(Data excerpts Opens)

PR #117, opened 2021-08-03
Feature - IJ 193 Extra User Fields

IeuanSkinner:
Added the extra user fields according to the IJ-193 ticket bar the 'Sentence Length' field as we're still waiting on an update on that. I've removed the _date suffix from all of the date fields as it's redundant and have also set all date fields to date rather than datetime as this just stores redundant data if we don't care about the time.

To access the editable details section of a user a team member can click on the users heading:

Screenshot 2021-08-03 at 10 54 02

They are then presented with a 2 column form with the LHS containing all of the users personal details which are only editable to the user and the RHS containing the additional data that team members can set:

Screenshot 2021-08-03 at 10 53 46

### DIFF
--- a/app/assets/stylesheets/users.scss
+++ b/app/assets/stylesheets/users.scss
@@ -230,13 +230,24 @@
   }
 
   &.edit {
-    .col-lg-6 {
-      margin-bottom: 1rem;
+    .col {
       border-radius: 0.5rem;
       padding-bottom: 1rem;
 
       @media screen and (min-width: $screen-md) {
         background: $blue-grad;
+      }
+
+      .col-lg {
+        padding: 0;
+      }
+
+      hr {
+        margin-top: 1rem;
+
+        @media screen and (min-width: $screen-lg) {
+          display: none;
+        }
       }
 
       form {
@@ -263,7 +274,7 @@
         }
 
         input[type="submit"] {
-          margin-top: 0.5rem;
+          margin-top: 1rem;
         }
       }
     }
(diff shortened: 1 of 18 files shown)


IeuanSkinner:
@phil-6 what are you thoughts on removing the '_date' suffix from table columns that are date/datetimes? I've done that in this ticket for users as it just seems redundant however I realise that currently we have this convention on other entities and I'm now questioning whether it's worth it if it's at least consistent 🤔

phil-6:
Comment from stand up - please can we change the edit icon to be a button with some more descriptive words.

phil-6:
> @phil-6 what are you thoughts on removing the '_date' suffix from table columns that are date/datetimes? I've done that in this ticket for users as it just seems redundant however I realise that currently we have this convention on other entities and I'm now questioning whether it's worth it if it's at least consistent thinking

Maybe we should follow the Devise convention, change it to "deleted_at" similar to "created_at" and "updated_at"

IeuanSkinner:
> > @phil-6 what are you thoughts on removing the '_date' suffix from table columns that are date/datetimes? I've done that in this ticket for users as it just seems redundant however I realise that currently we have this convention on other entities and I'm now questioning whether it's worth it if it's at least consistent thinking
> 
> Maybe we should follow the Devise convention, change it to "deleted_at" similar to "created_at" and "updated_at"

That's a great suggestion, I'll make that change across the platform.

IeuanSkinner:
@phil-6 'edit details' link is now below the username and the date fields on the user model now use the _at suffix 👍 

Screenshot 2021-08-04 at 13 00 32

(Data excerpts Closes)

* What you have to do *
Copy out each line of the records where the string "similar" appears.

* Your solution *
Maybe we should follow the Devise convention, change it to "deleted_at" similar to "created_at" and "updated_at"
> Maybe we should follow the Devise convention, change it to "deleted_at" similar to "created_at" and "updated_at"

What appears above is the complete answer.